Task brief: Starting with the line that contains "- filter repos by name" and stopping after the line that contains "src/lando/main/management/commands/__init__.py", copy the entries below exactly. Include nothing else.

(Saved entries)
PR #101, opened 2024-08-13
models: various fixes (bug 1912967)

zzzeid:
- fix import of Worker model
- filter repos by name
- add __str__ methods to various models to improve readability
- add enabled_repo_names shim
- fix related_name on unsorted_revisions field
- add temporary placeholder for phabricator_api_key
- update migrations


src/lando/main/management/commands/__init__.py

==

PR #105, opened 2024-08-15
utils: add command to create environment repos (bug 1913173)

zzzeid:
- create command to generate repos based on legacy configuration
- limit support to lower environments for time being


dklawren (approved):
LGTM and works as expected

Solution:
- filter repos by name
- add __str__ methods to various models to improve readability
- add enabled_repo_names shim
- fix related_name on unsorted_revisions field
- add temporary placeholder for phabricator_api_key
- update migrations


src/lando/main/management/commands/__init__.py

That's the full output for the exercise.